For the first time, researchers describe a pathway by which cells repair damaged lysosomes, structures that contribute to longevity by recycling cellular trash. The discovery is an important step toward understanding and treating age-related diseases driven by leaky lysosomes. The study, by scientists from the University of Pittsburgh, will be published today (September 7, 2022) in the journal Nature.
“I believe these findings are going to have many implications for normal aging and for age-related diseases.” — Toren Finkel, M.D., Ph.D.
“Lysosome damage is a hallmark of aging and many diseases, particularly neurodegenerative disorders such as Alzheimer’s,” said lead author Jay Xiaojun Tan, Ph.D. He is an assistant professor of cell biology at Pitt’s School of Medicine and member of the Aging Institute, a partnership between Pitt and the University of Pittsburgh Medical Center (UPMC). “Our study identifies a series of steps that we believe is a universal mechanism for lysosomal repair, which we named the PITT pathway as a nod to the University of Pittsburgh.”
As the cell’s recycling system, lysosomes contain powerful digestive enzymes that degrade molecular waste. These contents are walled off from damaging other parts of the cell with a membrane that acts like a chain link fence surrounding a hazardous waste facility. Even though breaks can occur in this fence, a healthy cell quickly repairs the damage. To learn more about this repair process, Tan teamed up with senior author Toren Finkel, M.D., Ph.D. He is director of the Aging Institute and distinguished professor of medicine at Pitt’s School of Medicine.
First, Tan experimentally damaged lysosomes in lab-grown cells and measured the proteins that arrived on the scene. He discovered that an enzyme called PI4K2A accumulated on damaged lysosomes within minutes and generated high levels of a signaling molecule called PtdIns4P.
“PtdIns4P is like a red flag. It tells the cell, ‘Hey, we have a problem here,’” said Tan. “This alert system then recruits another group of proteins called ORPs.”

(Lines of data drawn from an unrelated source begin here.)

PR #101, opened 2023-10-11
feat: `GET /rounds/meridian/:address/:round`

bajtos:
Introduce a new API for obtaining SPARK round details for the given Meridian contract address + IE round.

Links:
- https://github.com/filecoin-station/spark/issues/13

PR #102, opened 2023-10-11
Revert "feat: `GET /round/meridian/:address/:round` (#101)"

bajtos:
This reverts commit 79e7407e056e279ce74702b29c9283e5f319a056 (#101)

### DIFF
--- a/index.js
+++ b/index.js
@@ -17,8 +17,6 @@ const handler = async (req, res, client, getCurrentRound) => {
     await createMeasurement(req, res, client, getCurrentRound)
   } else if (segs[0] === 'measurements' && req.method === 'GET') {
     await getMeasurement(req, res, client, Number(segs[1]))
-  } else if (segs[0] === 'rounds' && segs[1] === 'meridian' && req.method === 'GET') {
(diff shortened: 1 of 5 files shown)


bajtos:
> Why did you revert this?

See https://github.com/filecoin-station/spark-api/pull/101#discussion_r1355132177

I should have cross-posted that information in the PR description 🙈 

The previous version required an expensive database migration that took longer than Fly timeouts allow. I re-ran the GHA deployment step thinking was maybe temporary, but it wasn't.

I am also becoming a bit concerned about the size of our database and the growth rate. The variant proposed in #101 would make this a bit worse. The new version implemented in #103 stores much less data.

bajtos:
Also, because the database migration failed, we ended up with a broken deployment:
- One Fly instance was probably waiting for the migration to finish, not serving requests yet
- The other Fly instance was up and running, but could not insert data into the DB because of the mismatch between the SQL schema assumed by the Node.js code and the actual DB schema in Postgres

As a result, I was seeing many errors in the logs.

So I reverted the change ASAP to restore working state.

juliangruber:
Thank you for the context! All sounds good

PR #167, opened 2018-11-26
Vue is not a node.js framework

Cookizza:
Just a tiny update to the Readme - Vuejs is not a node.js framework as was stated. It doesn't rely on node at all, I opted to use the description the Vue developers use on their homepage / github of `Progressive JavaScript Framework` in my edit :)


jitendra-webkul:
Thank you @Cookizza

PR #255, opened 2018-12-01
Update TaxCategoryController.php

imanghafoori1:


prashant-webkul:
There is no such kind of massive improvement in the code as you had just changed the if else structure else everything is same.
I must tell the pattern of if-else for CRUD is used widely same in the project as in this TaxController.

Thanks @imanghafoori1

jitendra-webkul:
Thank you @imanghafoori1

PR #256, opened 2018-12-01
Optimized and minified ExceptionHandler

AliN11:
Hi. When I visited `packages/Webkul/Admin/src/Exceptions/Handler.php` I found out that it could be optimized by reducing the code duplication. Thanks for reviewing ;)


jitendra-webkul:
Thank you @AliN11

PR #407, opened 2018-12-26
Update readme

Meechyst:
Add application encryption key generation.


prashant-webkul:
@Meechyst The thing is when you use composer command to install Bagisto it does not require composer install and php artisan key:generate.
The case when you download zip file you will be need both commands to run i.e 'composer install' and 'php artisan key:generate'

we will hopefully update the readme by this week or you can make it more accurate.

Issue #660, opened 2019-03-08
Validation issue


mihir1811:
When click on "REGISTER" button it is also validates newsletter field and also same issue in Login screen.
http://prntscr.com/mux4t9

rahulshukla-webkul:
@mihir1811  Thanks for raising issue.We will fix it soon.

jay-thanki:
@rahulshukla-webkul can you please check my pull request so you can merge?

prashant-webkul:
This issue had been fixed by the merge request of issue filer @jay-thanki in PR #662 #663

PR #662, opened 2019-03-08
subscriber_email changes

jay-thanki:
email names are same for signup form and footer email address field. so i changed footer email addess to subscriber_email @jitendra-webkul


jay-thanki:
#660

PR #677, opened 2019-03-11
admin input field focus style

nitishk72:


rahulshukla-webkul:
Hi @nitishk72 
You applied focus style in admin for Arabic language, but we don't need to do this because it will inherit the property of focus style of control class.

PR #798, opened 2019-04-03
Fixed dashboard stats card layout break

cgartner-redstage:
Fixed layout break on the dashboard:

Before: 
image

After:
image


rahulshukla-webkul:
Hi @cgartner-redstage 

We have removed "increased" or "Aumento" & vice-versa because symbols represents the same think.
Now our dashboard look like - 
dashboard

cagartner:
Hi @rahulshukla-webkul 

Without the "increased" text will be ok, but I think we need to change the fixed height for min-height to avoid future problems.

You can close this PR for now :)

I don't have the rights to close my PR.

Issue #750, opened 2019-03-27
Cross site request forgery 


VikramRajVashisth:
**Vulnerable link:**  https://demo.bagisto.com/bagisto-103-206-131-18/admin/

**What is CSRF ?**
A CSRF attack forces a logged-on victims browser to send a forged HTTP request, including the victims session cookie and any other automatically included authentication information, to a vulnerable web application.
**Vulnerable Page:** Admin Panel menu 
![cs1](https://user-images.githubusercontent.com/24871493/55078343-f58aca00-50bf-11e9-8b5d-ae1a489bda24.png)

**Task:** To remove items from table without account owner consent.
**How to detect the vulnerability?**
It is fairly easy to detect csrf vulnerability via automated tools or code analysis. Here, we will directly look at the href urls of the Delete button which submits value without csrf token using inspect element in the browser.

**How to reproduce the attack?**
**Step1:** Admin (victim) signs into Bagisto admin panel and  does not sign off or doesn't close browser.
**Step2:** Admin (victim) opens tab (attacker-controlled website with auto load request containing information the attacker wants to delete), details of request sent to bagisto server, auto loads evil script to delete items from the list. 
**Step3:** Browser executes evil script on attackers behalf and updates the list.

**Malicious page containing evil script to edit list:**
**1.1) Delete users on admin panel:** No csrf token used on customer delete button.  
The attacker needs to send a link to page containing  below code which will be executed when opened in victims browser. 
 ```

<html>
<body>
<body onload="document.forms[0].submit()">
<form type="hidden" method="get" action="https://demo.bagisto.com/bagisto-103-206-131-18/admin/customers/delete/10">
<!-- Field -->
<input  href="#" value="Save Changes" type="submit">
</form>
</body>
</html>
```
**1.2) Deleting review on admin panel:**  
https://demo.bagisto.com/bagisto-103-206-131-18/admin/reviews/delete/4
**1.3) deleting group:** 
https://demo.bagisto.com/bagisto-103-206-131-18/admin/groups/delete/1
**1.4) Locales:**
https://demo.bagisto.com/bagisto-103-206-131-18/admin/locales/delete/2
**1.5) Currencies:** 
https://demo.bagisto.com/bagisto-103-206-131-18/admin/currencies/delete/2
**1.6) Exchange rates:**
https://demo.bagisto.com/bagisto-103-206-131-18/admin/exchange_rates/delete/2
**1.7) Inventory sources:**
[...]

PR #808, opened 2019-04-09
Development

prashant-webkul:
Fixed issue #750 for all delete functions in the grid are now post functions only.
Implemented configuration for email verification and email subscription.


jitendra-webkul:
Added more bugs than fixes.

PR #970, opened 2019-06-03
extract session stuff into a helper class

imanghafoori1:
Same thing should be done for `success` and `info`

### DIFF
--- a/packages/Webkul/Admin/src/Http/Controllers/Customer/CustomerController.php
+++ b/packages/Webkul/Admin/src/Http/Controllers/Customer/CustomerController.php
@@ -5,6 +5,7 @@ namespace Webkul\Admin\Http\Controllers\Customer;
 use Illuminate\Http\Request;
 use Illuminate\Http\Response;
 use Webkul\Admin\Http\Controllers\Controller;
+use Webkul\Core\Helpers\Session;
 use Webkul\Customer\Repositories\CustomerRepository as Customer;
 use Webkul\Customer\Repositories\CustomerGroupRepository as CustomerGroup;
 use Webkul\Core\Repositories\ChannelRepository as Channel;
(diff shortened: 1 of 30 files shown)


imanghafoori1:
This helper class is your internals API of Bagisto

1. it enforces `translation` (no way to forget it)
2. the string `'error', 'info', `success`' can not be miss typed and if you decide to change them later you can easily do it in one place.

imanghafoori1:
Of course 
I wanted to make an understandable PR. 

Not a very crowded one. 
I will make other ones

imanghafoori1:
What about a Facade class like?

BagistoFlash::error();
BagistoFlash::info();
BagistoFlash::success();

etc ?

prashant-webkul:
> What about a Facade class like?
> 
> BagistoFlash::error();
> BagistoFlash::info();
> BagistoFlash::success();
> 
> etc ?
> So the modules should tell the core to flash a message and the core decides what to do.

Well @imanghafoori1 we appreciate your effort, but there are numerous other reasons also:
1. We will be ditching laravel's capabilities and side their advantages.
2. We have other packages built for Bagisto which will also require
to make these changes in them.
3. We don't see the purpose of solving typos in this PR, as typos can occur at any stage.
4. More so ever if we change it and some one decouples the Core package with their own, then BagistoFlash facade will not work any where if we use it.
5. Translations are used to display static and some dynamic quantities and are for notifications purposes only, they don't carry any logical functionality.
6. Usage of session()->flash() will still continue as it BagistoFlash doesn't override it.

Believe us, the way used is safe and most convenient.

imanghafoori1:
Aaaa, ok. it was just a suggestion. I have no problem with rejecting that.

prashant-webkul:
> Aaaa, ok. it was just a suggestion. I have no problem with rejecting that.

Well we still appreciate your efforts @imanghafoori1

imanghafoori1:
Nice, I have some laravel package which may help you at
github.com/imanghafoori1

Also you can report me any bugs or missing features about them. to help you with them

Issue #3909, opened 2020-09-07
product is not visible in datagrid when only SKU is saved


vaishaliwebkul:
# Bug report

### Title
product is not visible in Datagrid when only SKU is saved

### Issue Description
product is not visible in datagrid when only sku is saved

### Preconditions

    1. framework Version- master

### Steps to reproduce

    1. step1- add all the three fields ( SKU, FAMILY, PRODUCT TYPE) while create product 
    2. step2- after the redirection on edit page, go back to the product list again without saving any details

### Expected result

Product should be visible in the datagrid

### Actual result

product is not visible on datagrid in case only sku is saved

bhanu-webkul:
Fixed in Master

Issue #3656, opened 2020-08-05
Product name gets blank each time we refresh the product page.


jyoti-webkul:
# Bug report

### Title
Product name gets blank each time we refresh the product page.

### Issue Description
Product name gets blank each time we refresh the product page.

### Preconditions
**Please provide as detailed information about your environment as possible.**

    1. framework Version.-master

### Steps to reproduce
**It is important to provide a set of clear steps to reproduce this bug.If relevant please include code samples.**

    1. step1- Refresh the page and check the created product name

### Expected result
Product name should display always.
### Actual result

![Workspace 1_113](https://user-images.githubusercontent.com/45203177/89386558-dde53c00-d71e-11ea-8473-1d0b2224ac9d.png)
![Workspace 1_112](https://user-images.githubusercontent.com/45203177/89386560-dfaeff80-d71e-11ea-8d64-2193a970ef22.png)
![Workspace 1_111](https://user-images.githubusercontent.com/45203177/89386563-e0479600-d71e-11ea-8a6e-7793d652149a.png)

vaishaliwebkul:
not working fine, still by default, various products are missing, when set ENGLISH filter then all products are visible
![Screenshot (9)](https://user-images.githubusercontent.com/43210406/89776954-749f6780-db28-11ea-9790-d1729a99d149.png)

jyoti-webkul:
Still getting this issue in version 1.2.0


[screencast-demo.bagisto.com-2020.09.15-20_22_40.webm.zip](https://github.com/bagisto/bagisto/files/5225827/screencast-demo.bagisto.com-2020.09.15-20_22_40.webm.zip)

bhanu-webkul:
Fixed in master

PR #3955, opened 2020-09-22
Fixed Name Issue #3656 and #3909

devansh-webkul:
**Links**:
https://github.com/bagisto/bagisto/issues/3656
https://github.com/bagisto/bagisto/issues/3909

**Info**:
1. Added one more key to group by.
2. I am refrencing to this PR https://github.com/bagisto/bagisto/pull/3844, as this PR is merged so that means fallback is not needed. So in the product datagrids if all is selected then all product flat item should be shown.

### DIFF
--- a/config/repository.php
+++ b/config/repository.php
@@ -52,7 +52,7 @@ return [
          | Enable or disable cache
          |
          */
-        'enabled'    => true,
+        'enabled'    => false,
 
         /*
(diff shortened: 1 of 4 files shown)


vaishaliwebkul:
In the product data grid by default locale filter should be added which is saved in .env file.

vaishaliwebkul:
working fine..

ORP proteins function like tethers, Tan explained. One end of the protein binds to the PtdIns4P red flag on the lysosome, and the other end binds to the endoplasmic reticulum, which is the cellular structure involved in synthesis of proteins and lipids.
“The endoplasmic reticulum wraps around the lysosome like a blanket,” added Finkel. “Normally, the endoplasmic reticulum and lysosomes barely touch each other, but once the lysosome was damaged, we found that they were embracing.”
Through this embrace, cholesterol and a lipid called phosphatidylserine are shuttled to the lysosome, where they help patch up holes in the membrane fence.
Phosphatidylserine also activates a protein called ATG2. It acts like a bridge to transfer other lipids to the lysosome, the final membrane repair step in the newly described PITT — or phosphoinositide-initiated membrane tethering and lipid transport — pathway.
“What’s beautiful about this system is that all of the components of the PITT pathway were known to exist, but they weren’t known to interact in this sequence or for the function of lysosome repair,” said Finkel. “I believe these findings are going to have many implications for normal aging and for age-related diseases.”
The scientists suspect that in healthy people, small breaks in the lysosome membrane are quickly repaired through the PITT pathway. However, if the damage is too extensive or the repair pathway is compromised — due to age or disease — leaky lysosomes accumulate. In Alzheimer’s, leakage of tau fibrils from damaged lysosomes is a key step in the progression of the disease.
When Tan deleted the gene encoding of the first enzyme in the pathway, PI4K2A, he discovered that tau fibril spreading increased dramatically. This suggests that defects in the PITT pathway could contribute to Alzheimer’s disease progression. In future work, the scientists plan to develop mouse models to understand whether the PITT pathway can protect mice from developing Alzheimer’s disease.
Reference: “A phosphoinositide signaling pathway mediates rapid lysosomal repair” by Jay Xiaojun Tan and Toren Finkel, 7 September 2022, Nature.
This research was supported by the National Institutes of Health (P30AG024827, R01HL142663, R01HL142589, U54AG075931 and K01AG075142) and the UPMC Competitive Medical Research Fund.